• _The problem_:
Gather all lines in the data that hold the string "before".
-.-.-
PR #432, opened 2025-06-27
Using ruff to do format and lint check

xiki-tempula:


src/alchemlyb/parsing/amber.py
```diff
@@ -223,15 +223,13 @@ def file_validation(outfile):
...
 
-        mbar_ndata = 0
         have_mbar, bar_intervall, mbar_states = secp.extract_section(
             "^FEP MBAR options:",
             "^$",
             ["ifmbar", "bar_intervall", "mbar_states"],
             "^---",
         )
         if have_mbar:
-            mbar_ndata = int(nstlim / bar_intervall)
```
orbeckst, line 234: I assume removing these was fine and you did that on purpose. tests are passing so ... lgtm

src/alchemlyb/parsing/gmx.py
```diff
@@ -118,21 +116,21 @@ def extract_u_nk(xvg, T, filter=True):
...
                 for t in thermo_state:
                     v.append(statevec[int(t)][i])
-                u_k[l] = v
+                u_k[lambda_value] = v
         else:
             state_legend = _extract_legend(xvg)
-            for i, l in enumerate(state_legend):
-                u_k[l] = state_legend[l]
+            for i, state_legend_item in enumerate(state_legend):
+                u_k[state_legend_item] = state_legend[state_legend_item]
```
orbeckst, line 127: that's probably more verbose than necessary but ok

src/alchemlyb/visualisation/ti_dhdl.py
```diff
@@ -118,7 +118,7 @@ def plot_ti_dhdl(dhdl_data, labels=None, colors=None, units=None, ax=None):
             )
 
     # Get the real data out
-    xs, ndx, dx = [0], 0, 0.001
+    xs, ndx, _dx = [0], 0, 0.001
```
orbeckst, line 121: Why do we assign dx if we don't use it... Did you check that `_dx` is ok??

src/alchemlyb/parsing/amber.py
xiki-tempula: Yes, I had a look at this and it does seems that mbar_ndata is not used.
The reason that I want to add linting check is to prevent this from being merged in the first place.

PR #433, opened 2025-06-27
Use mypy to do type check

xiki-tempula:


xiki-tempula:
@orbeckst Do you feel maybe full typing support is too much?

orbeckst:
Sorry @xiki-tempula , this PR just slipped of my radar. My silence does not mean that it's a bad idea. In fact, typing is a good idea – although I find the code to look noisier, it makes it more robust, and ultimately that's important for maintainable scientific code. So 👍 from me.

orbeckst (approved):
Tests pass and this is a good idea.

PR #441, opened 2025-10-21
update type hinting

orbeckst:
Local type checker
```
mypy src alchemlyb
```
is happy again.


src/alchemlyb/estimators/mbar_.py
```diff
@@ -172,10 +172,10 @@ def fit(self, u_nk: pd.DataFrame, compute_entropy_enthalpy: bool = False) -> "MB
                 ]
                 initial_f_k = pd.Series(
                     [
-                        initial_f_k.loc(x) if x in states else np.nan
```
orbeckst: Not really sure how `loc(x)` worked before ...

PR #1595, opened 2024-11-12
Remove code hiding groups controller behind feature flag

lfdebrux:

We don't ever want to switch off the groups feature flag, so we don't need this code.

Unfortunately I don't have time to remove all the related code, but we can at least chip away at it slowly.


DavidBiddle (approved):
Change looks good and no issues with the groups feature when running locally 🎉

PR #1596, opened 2024-11-12
Show secondary skip conditions as cards and in the "your questions" list

thomasiles:

Trello card: https://trello.com/c/jmTMiyBI/1965-show-conditions-without-answer-value-as-part-of-branch-route-in-forms-admin

Change page list for a form and route summary cards on the edit question routes page to work with the secondary skip route for a branch.

image

image

image


app/components/page_list_component/view.rb
```diff
@@ -57,5 +57,31 @@ def condition_page_position(condition)
...
     end
+
+    def conditions_for_page_with_index(page_id)
+      routing_conditions_with_index.fetch(page_id, [])
+    end
+
+    def routing_conditions_with_index
+      @routing_conditions_with_index ||= process_routing_conditions
+    end
+
```
thomasiles, line 68: process_routing_conditions is a fun method!

We are labelling the conditions with order of their check_page_id but displaying them in order of routing_page_id. We use routing_conditions_with_index as an index to conditions, memoising it so that we only do it once for the page list.

It's a hash. The keys are page_id's, the values are arrays of [condition, index].

When we display conditions and we need to create names like "Route n of question m's route" the index is the n.

I'm very open to suggestions for better ways to do this.

config/locales/en.yml
```diff
@@ -969,15 +969,16 @@ en:
...
+    condition_answer_value_text: "“%{answer_value}”"
+    condition_answer_value_text_with_errors: "[Answer not selected]"
+    condition_check_page_text: "“%{check_page_text}”"
     condition_compact_html: 'If the answer is “%{answer_value}”<br> then skip to %{goto_page_number}: “%{goto_page_text}”'
     condition_compact_html_end_of_form: If the answer is “%{answer_value}”<br> then skip to “Check your answers before submitting”
-    condition_goto_page_check_your_answers: take the person to “Check your answers before submitting”.
-    condition_goto_page_text: take the person to %{goto_page_position}, “%{goto_page_text}”
-    condition_goto_page_text_with_errors: take the person to [Question not selected]
-    condition_name: Question %{page_index}’s route
+    condition_description: If %{check_page_text} is answered as %{answer_value} take the person to %{goto_page_text}
```
lfdebrux, line 977: In the [latest designs](https://app.mural.co/t/gaap0347/m/gaap0347/1728478914347/6a7e0b709f50f00f81cab37414fdf44ec8601a70?wid=221-1730300100613) we've changed "take the person to" to "go to"

```suggestion
    condition_description: If %{check_page_text} is answered as %{answer_value} go to %{goto_page_text}
```

config/locales/en.yml
```diff
@@ -969,15 +969,16 @@ en:
...
+    condition_goto_page_check_your_answers: "“Check your answers before submitting”."
+    condition_goto_page_text: "%{goto_page_position}, “%{goto_page_text}”"
+    condition_goto_page_text_with_errors: "[Question not selected]"
+    condition_name: Route %{route_index} of question %{page_index}’s route
```
lfdebrux, line 981: Questions always have more than one route, so this should be plural:

```suggestion
    condition_name: Route %{route_index} of question %{page_index}’s routes
```

config/locales/en.yml
```diff
@@ -991,6 +992,7 @@ en:
         goto_page_doesnt_exist: The question you’re taking the person to no longer exists - edit question %{page_index}’s route
     none_of_the_above: None of the above
     route: Route
+    secondary_skip_description: After %{check_page_text} go to %{goto_page_text}
```
lfdebrux, line 995: I think we want the question number of the check page in here as well, see https://app.mural.co/t/gaap0347/m/gaap0347/1728478914347/6a7e0b709f50f00f81cab37414fdf44ec8601a70?wid=0-1730911072926

lfdebrux (commented):
Some small design tweaks

app/presenters/route_summary_card_data_presenter.rb
```diff
@@ -25,7 +25,7 @@ def summary_card_data
 
   def all_routes
     all_form_routing_conditions = pages.flat_map(&:routing_conditions).compact_blank
-    all_form_routing_conditions.reject { |rc| rc.routing_page_id != page.id || rc.check_page_id != page.id }
+    all_form_routing_conditions.select { |rc| (rc.routing_page_id == page.id) || (rc.check_page_id == page.id) }
```
lfdebrux: Interesting that this needed changing! Is it possible to add a test for it? 🤔

spec/presenters/route_summary_card_data_presenter_spec.rb
```diff
@@ -58,8 +60,24 @@
       end
     end
 
+    context "with a route with no answer_value" do
+      let(:routing_conditions) do
+        [
+          build(:condition, id: 1, routing_page_id: 1, check_page_id: 1, answer_value: "Yes", goto_page_id: 2, skip_to_end: false),
+          build(:condition, id: 2, routing_page_id: 2, check_page_id: 1, answer_value: nil, goto_page_id: nil, skip_to_end: true),
+        ]
+      end
```
lfdebrux, line 69: This test doesn't seem quite right; with the two conditions built here, they wouldn't both end up in page 1's `routing_conditions` attribute, would they?

app/components/page_list_component/view.rb
```diff
@@ -17,7 +17,11 @@ def show_down_button(index)
     end
 
     def condition_description(condition)
-      I18n.t("page_conditions.condition_description", check_page_text: condition_check_page_text(condition), goto_page_text: goto_page_text_for_condition(condition), answer_value: answer_value_text_for_condition(condition))
+      if condition.secondary_skip?
+        I18n.t("page_conditions.secondary_skip_description", check_page_text: condition_check_page_text(condition), goto_page_text: goto_page_text_for_condition(condition))
+      else
+        I18n.t("page_conditions.condition_description", check_page_text: condition_check_page_text(condition), goto_page_text: goto_page_text_for_condition(condition), answer_value: answer_value_text_for_condition(condition))
+      end
```
lfdebrux: If we wanted to reduce lines I think we could make the logic change just the translation key?

app/components/page_list_component/view.rb
lfdebrux: Thanks for the detailed explanation of what this is doing and the challenges.

I think this is a good approach in general. If we wanted to be able to test it more it might be worth splitting it out into its own class somewhere, but if we're not expecting to reuse this anywhere that might be overkill.

spec/presenters/route_summary_card_data_presenter_spec.rb
thomasiles: Thats a good point!

app/components/page_list_component/view.rb
thomasiles: Yes, I think this code might end up in it's own service so that the numbering is in one place. I think that passing in the conditions for the page might simplify this code.

I just want to check that this is used elsewhere, probably in making new routes.

lfdebrux (approved):

PR #1603, opened 2024-11-14
Use details to show selection options

DavidBiddle:

Trello card: https://trello.com/c/djqTBCoO/1983-add-show-x-options-details-component-for-lists-on-edit-question-page?filter=label:Feature%20team%20one,label:Tech%20Support,label:X%20feature%20teams

Renders the list of selection options in a details component if there are 10 of more entries in the list.

#### Closed (the default):
A GOV.UK summary list item with key 'Options', and a change link. In the value area it has a closed GOV.UK details component with summary value '10 options'.

#### Open:
The same summary list item shown in the image above, but the details component is now open, revealing 10 bullet points named 'Option 1', 'Option 2', Option 3' and so on until 'Option 10'.


stephencdaly (approved):
Looks good to me! Have checked locally and it works as expected.

PR #1608, opened 2024-11-18
Add username and password auth for user research environment

lfdebrux:

Trello card: https://trello.com/c/mwfuU1o0/1989-fix-the-ur-environment-so-that-participants-can-log-in 

We want to stop using HTTP Basic Auth in the user research environment, because it seems to work less and less with the browsers of our research participants. We still don't want to be using the full-fat Auth0 authentication though, as we want to be able to set up test user accounts in advance and stop the general public from using this environment.

This commit adds a HTML form for signing in, with the same level of security as the HTTP Basic Auth we were previously using, but more likely to be compatible with modern browsers.

We use OmniAuth to create the form and compare the credentials, which is a bit of an awkward fit, but is simple to start with. If the credentials don't match, we just bounce the user out to our even less pretty auth failure page, with a link to retry. None of this is using the GOV.UK Design System styles and patterns like the rest of the site, but again I think this is fine for now.

If you want to test this locally, you'll need to set the forms_env to `user-research`, as well as setting the `auth_provider` and a username and password:

```
SETTINGS__FORMS_ENV=user-research SETTINGS__AUTH_PROVIDER=user-research SETTINGS__USER_RESEARCH__AUTH__USERNAME=user1 SETTINGS__USER_RESEARCH__AUTH__PASSWORD=test bin/rails s
```

I've tested these changes in the user research environment.

### DIFF
--- a/.rubocop.yml
+++ b/.rubocop.yml
@@ -19,4 +19,7 @@ inherit_mode:
 # See https://github.com/alphagov/rubocop-govuk/blob/main/CONTRIBUTING.md
 # **************************************************************
 
+RSpec/SpecFilePathFormat:
+  CustomTransform:
+    OmniAuth: omniauth
 
--- a/app/controllers/authentication_controller.rb
+++ b/app/controllers/authentication_controller.rb
@@ -72,6 +72,8 @@ private
     root_path
   end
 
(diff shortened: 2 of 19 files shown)


alice-carr (approved):
This all makes sense, and I can see this working at https://admin.research.forms.service.gov.uk/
-.-.-
• _Result of the task_:
orbeckst: Not really sure how `loc(x)` worked before ...
     condition_compact_html_end_of_form: If the answer is “%{answer_value}”<br> then skip to “Check your answers before submitting”
-    condition_goto_page_check_your_answers: take the person to “Check your answers before submitting”.
+    condition_goto_page_check_your_answers: "“Check your answers before submitting”."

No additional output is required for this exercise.